### What this task involves
Write out again, exactly, the lines below starting at the one with "Emails input resets" and ending at the one with "There is different".

### Provided data
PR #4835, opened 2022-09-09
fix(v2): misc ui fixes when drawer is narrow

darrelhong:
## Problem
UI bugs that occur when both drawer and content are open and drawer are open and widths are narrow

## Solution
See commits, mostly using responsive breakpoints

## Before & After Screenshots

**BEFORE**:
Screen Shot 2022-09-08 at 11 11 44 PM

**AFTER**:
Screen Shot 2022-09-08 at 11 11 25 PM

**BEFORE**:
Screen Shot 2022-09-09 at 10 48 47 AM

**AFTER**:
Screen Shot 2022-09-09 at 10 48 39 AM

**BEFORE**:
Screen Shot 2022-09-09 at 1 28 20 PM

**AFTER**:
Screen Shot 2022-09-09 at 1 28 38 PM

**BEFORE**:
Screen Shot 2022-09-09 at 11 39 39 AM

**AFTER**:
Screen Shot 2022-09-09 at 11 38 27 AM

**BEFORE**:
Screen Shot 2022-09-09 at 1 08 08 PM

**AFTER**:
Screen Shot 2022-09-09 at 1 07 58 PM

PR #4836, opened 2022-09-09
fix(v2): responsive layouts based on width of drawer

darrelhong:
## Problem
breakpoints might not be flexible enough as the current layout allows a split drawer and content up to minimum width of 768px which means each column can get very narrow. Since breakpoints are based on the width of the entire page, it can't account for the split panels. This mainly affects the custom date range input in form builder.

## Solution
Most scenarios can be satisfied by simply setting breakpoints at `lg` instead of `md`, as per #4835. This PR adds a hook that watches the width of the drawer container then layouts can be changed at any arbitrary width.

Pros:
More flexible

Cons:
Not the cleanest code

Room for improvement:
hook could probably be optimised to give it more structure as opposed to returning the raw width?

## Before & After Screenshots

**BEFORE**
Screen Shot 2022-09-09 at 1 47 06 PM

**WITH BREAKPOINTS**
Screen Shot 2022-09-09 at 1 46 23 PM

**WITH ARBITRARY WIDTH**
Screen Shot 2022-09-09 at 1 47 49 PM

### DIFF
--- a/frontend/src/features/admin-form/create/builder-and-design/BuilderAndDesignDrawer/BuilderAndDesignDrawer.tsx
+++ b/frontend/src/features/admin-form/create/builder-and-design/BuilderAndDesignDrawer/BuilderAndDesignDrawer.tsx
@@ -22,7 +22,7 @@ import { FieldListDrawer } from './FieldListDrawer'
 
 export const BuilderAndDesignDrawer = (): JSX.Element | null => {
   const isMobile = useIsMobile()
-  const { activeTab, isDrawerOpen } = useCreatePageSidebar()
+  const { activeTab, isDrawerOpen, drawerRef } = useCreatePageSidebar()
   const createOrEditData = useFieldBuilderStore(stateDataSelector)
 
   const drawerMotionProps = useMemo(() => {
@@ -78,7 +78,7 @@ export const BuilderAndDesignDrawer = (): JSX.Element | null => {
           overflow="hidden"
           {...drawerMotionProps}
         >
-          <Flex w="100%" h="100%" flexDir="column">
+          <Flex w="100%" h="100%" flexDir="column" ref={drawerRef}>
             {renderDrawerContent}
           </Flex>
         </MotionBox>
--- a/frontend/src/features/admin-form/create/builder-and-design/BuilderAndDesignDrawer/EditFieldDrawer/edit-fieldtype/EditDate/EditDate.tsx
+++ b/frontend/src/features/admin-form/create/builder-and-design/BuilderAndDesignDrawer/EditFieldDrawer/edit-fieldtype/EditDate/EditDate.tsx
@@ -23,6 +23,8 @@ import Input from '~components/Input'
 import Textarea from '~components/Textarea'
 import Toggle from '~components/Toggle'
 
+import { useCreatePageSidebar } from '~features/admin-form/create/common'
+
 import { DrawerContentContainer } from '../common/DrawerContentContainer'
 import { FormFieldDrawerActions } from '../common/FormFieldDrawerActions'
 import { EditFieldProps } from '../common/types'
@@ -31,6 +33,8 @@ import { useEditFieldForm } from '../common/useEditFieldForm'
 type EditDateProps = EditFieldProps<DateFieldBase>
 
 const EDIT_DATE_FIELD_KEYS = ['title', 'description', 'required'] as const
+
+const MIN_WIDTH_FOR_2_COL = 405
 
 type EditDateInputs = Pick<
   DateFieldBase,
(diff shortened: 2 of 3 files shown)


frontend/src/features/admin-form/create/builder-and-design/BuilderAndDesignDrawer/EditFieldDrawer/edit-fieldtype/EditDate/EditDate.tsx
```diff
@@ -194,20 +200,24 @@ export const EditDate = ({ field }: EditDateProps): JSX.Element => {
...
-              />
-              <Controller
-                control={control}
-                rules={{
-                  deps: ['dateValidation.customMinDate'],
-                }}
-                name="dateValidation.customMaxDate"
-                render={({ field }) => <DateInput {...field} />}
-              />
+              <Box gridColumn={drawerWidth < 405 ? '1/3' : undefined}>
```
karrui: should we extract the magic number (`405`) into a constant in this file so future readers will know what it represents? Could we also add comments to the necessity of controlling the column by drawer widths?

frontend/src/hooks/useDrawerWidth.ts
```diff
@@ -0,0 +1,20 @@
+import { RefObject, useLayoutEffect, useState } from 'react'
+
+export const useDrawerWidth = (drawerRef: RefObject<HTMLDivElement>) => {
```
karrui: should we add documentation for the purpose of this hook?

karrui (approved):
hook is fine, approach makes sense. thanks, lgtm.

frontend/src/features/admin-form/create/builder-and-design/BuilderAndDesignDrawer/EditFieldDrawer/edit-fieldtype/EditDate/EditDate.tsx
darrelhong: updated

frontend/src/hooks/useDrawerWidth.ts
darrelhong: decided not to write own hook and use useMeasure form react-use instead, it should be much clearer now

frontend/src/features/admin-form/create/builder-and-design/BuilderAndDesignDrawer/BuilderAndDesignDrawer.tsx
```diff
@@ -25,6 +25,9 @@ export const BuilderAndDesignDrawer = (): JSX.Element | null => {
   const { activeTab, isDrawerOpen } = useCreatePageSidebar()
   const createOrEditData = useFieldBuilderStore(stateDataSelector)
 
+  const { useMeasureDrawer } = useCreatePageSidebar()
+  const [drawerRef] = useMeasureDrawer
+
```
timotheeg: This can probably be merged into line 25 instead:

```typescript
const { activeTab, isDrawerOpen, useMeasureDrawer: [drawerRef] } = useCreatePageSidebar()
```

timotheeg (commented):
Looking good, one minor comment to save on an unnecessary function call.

---

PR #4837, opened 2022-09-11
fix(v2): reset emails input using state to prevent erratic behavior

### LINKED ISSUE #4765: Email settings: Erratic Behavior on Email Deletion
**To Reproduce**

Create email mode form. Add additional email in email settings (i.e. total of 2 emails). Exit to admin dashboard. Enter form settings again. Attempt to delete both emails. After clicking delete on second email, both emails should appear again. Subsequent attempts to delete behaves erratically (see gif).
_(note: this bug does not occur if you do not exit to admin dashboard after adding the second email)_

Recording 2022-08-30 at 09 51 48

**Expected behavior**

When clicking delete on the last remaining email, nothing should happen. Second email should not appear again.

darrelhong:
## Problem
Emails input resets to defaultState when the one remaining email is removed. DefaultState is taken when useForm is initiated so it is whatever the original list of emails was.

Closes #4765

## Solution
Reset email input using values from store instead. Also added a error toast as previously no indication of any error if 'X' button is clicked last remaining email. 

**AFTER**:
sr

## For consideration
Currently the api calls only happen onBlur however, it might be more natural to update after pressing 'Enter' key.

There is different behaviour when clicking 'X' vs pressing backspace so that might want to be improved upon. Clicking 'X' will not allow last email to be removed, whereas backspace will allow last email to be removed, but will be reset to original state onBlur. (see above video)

### Result of the exercise
Emails input resets to defaultState when the one remaining email is removed. DefaultState is taken when useForm is initiated so it is whatever the original list of emails was.

Closes #4765

## Solution
Reset email input using values from store instead. Also added a error toast as previously no indication of any error if 'X' button is clicked last remaining email. 

**AFTER**:
sr

## For consideration
Currently the api calls only happen onBlur however, it might be more natural to update after pressing 'Enter' key.

There is different behaviour when clicking 'X' vs pressing backspace so that might want to be improved upon. Clicking 'X' will not allow last email to be removed, whereas backspace will allow last email to be removed, but will be reset to original state onBlur. (see above video)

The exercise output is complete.